Wrapping all these together are breadcrumb quests, intended to shunt us from one collection of quests to the next. For an open-world game it can start to feel horribly on-rails. World of Warcraft: Cataclysm was one of the worst offenders here, with overused phasing serving to amplify that feeling of paying a subscription to play a massively single-player game. It was a shortcoming that Trion responded to with Rift: Storm Legion, moving kill and collection quests into the countryside. It was only partly successful – the ‘Carnage’ tagged creatures made a moving minefield that threatened to explode inside an overburdened quest log.
In order to persuade us that questing is something we want to do, completing a quest comes with a reward. Gold coins, new equipment (usually sold back to a vendor) and experience points are offered almost as bribes to get us to accept this style of gameplay. It’s push-button: receive bacon gameplay at its most overused. And after nearly fifteen years, it’s getting stale.
A Hero on a Legendary Journey
Picking out the bad examples of MMO questing is like using dynamite to fish from a barrel: incredibly easy, but you end up covered in gore. But not all questing is like this – the shared memory of the gaming hivemind is littered with examples of incredible journeys that our characters have had. The Great Masquerade is just one example, starting from humble beginnings and culminating with a band of heroes at the gates of Onyxia’s Lair.

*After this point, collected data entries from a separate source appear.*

PR #21, opened 2018-10-29
VPN connection metrics, extended statistics and average

### LINKED ISSUE #20: Returned metrics are inconsistent and average crashes the service
I have the following config:
```
discovery:
  - region: us-west-2
    type: 'ec2'
    searchTags:
      - Key: 'aws:elasticmapreduce:instance-group-role'
        Value: 'MASTER'
    metrics:
      - name: CPUUtilization
        statistics:
        - 'Average'
        period: 300
        length: 60
      - name: StatusCheckFailed
        statistics:
        - 'Maximum'
        period: 300
        length: 60
```
My goal is to return all my EMR master nodes and get their CPU Usage as well as if they've had a status check fail.

Whenever I do this a couple of unexpected things happen:
1) YACE crashes with the following message
```
2018/10/22 17:27:38 Parse config..
2018/10/22 17:27:38 Startup completed
2018/10/22 17:27:41 Not implemented statisticsAverage
```
2) When I change the CPUUtilization statistic to Maximum it doesn't crash but sometimes it only returns one or two instances and sometimes it returns none(instead of 11 instances like I expect).

I've tested with both 0.6.1 and 0.7.0-alpha

AndrewChubatiuk:
fixes #20 #22
- Added VPN connection metrics
- Added ExtendedStatistics (percentiles)
- Added Average Statistic

### DIFF
--- a/README.md
+++ b/README.md
@@ -19,6 +19,7 @@ YACE is currently in quick iteration mode. Things will probably break in upcomin
   - es - ElasticSearch
   - rds - Relational Database Service
   - s3 - Object Storage
+  - vpn - VPN connection
 * Static metrics support for all cloudwatch metrics
 
 ## Image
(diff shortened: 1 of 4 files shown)


tsupertramp:
Thanks a lot 👍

Those moments, however, are few and far between. In order to make a typical game last longer than ten hours or so, dedicated quest teams cram in as much questing as possible, carefully calculating the amount of reward needed for characters to safely move from one zone to the next. It leads to repetition, with terrible plot points articulated by forgettable characters. There are ways of sugar-coating the experience, with BioWare hiring a team of writers and voice actors to bring Star Wars: The Old Republic to life. Most of the stories are great fun, but it also served to remind us of how good the Mass Effect and Dragon Age series are.
Besides carving up our journey from level zero to hero in bite size chunks, questing has begun to infect our experience at the top of the pile. At some point, someone thought that daily quests were a brilliant idea; taking the most repetitive mechanic in the game and forcing people through it every day, with the promise of Golden Magical Bacon in return for pushing the button thousands of times. In order to keep motivating players year after year, the rewards get bigger and better while the mechanism stays the same. This isn’t being a hero; it’s doing a job.
Having a continuous stream of quests running through the entire game also create a very solid temporal line. In order to get around the dampening effect this has on players questing together, chronological kludges like Sidekicking and Dynamic Level Adjustment emerged. Even so, returning to central cities can feel like venturing inside a Tardis.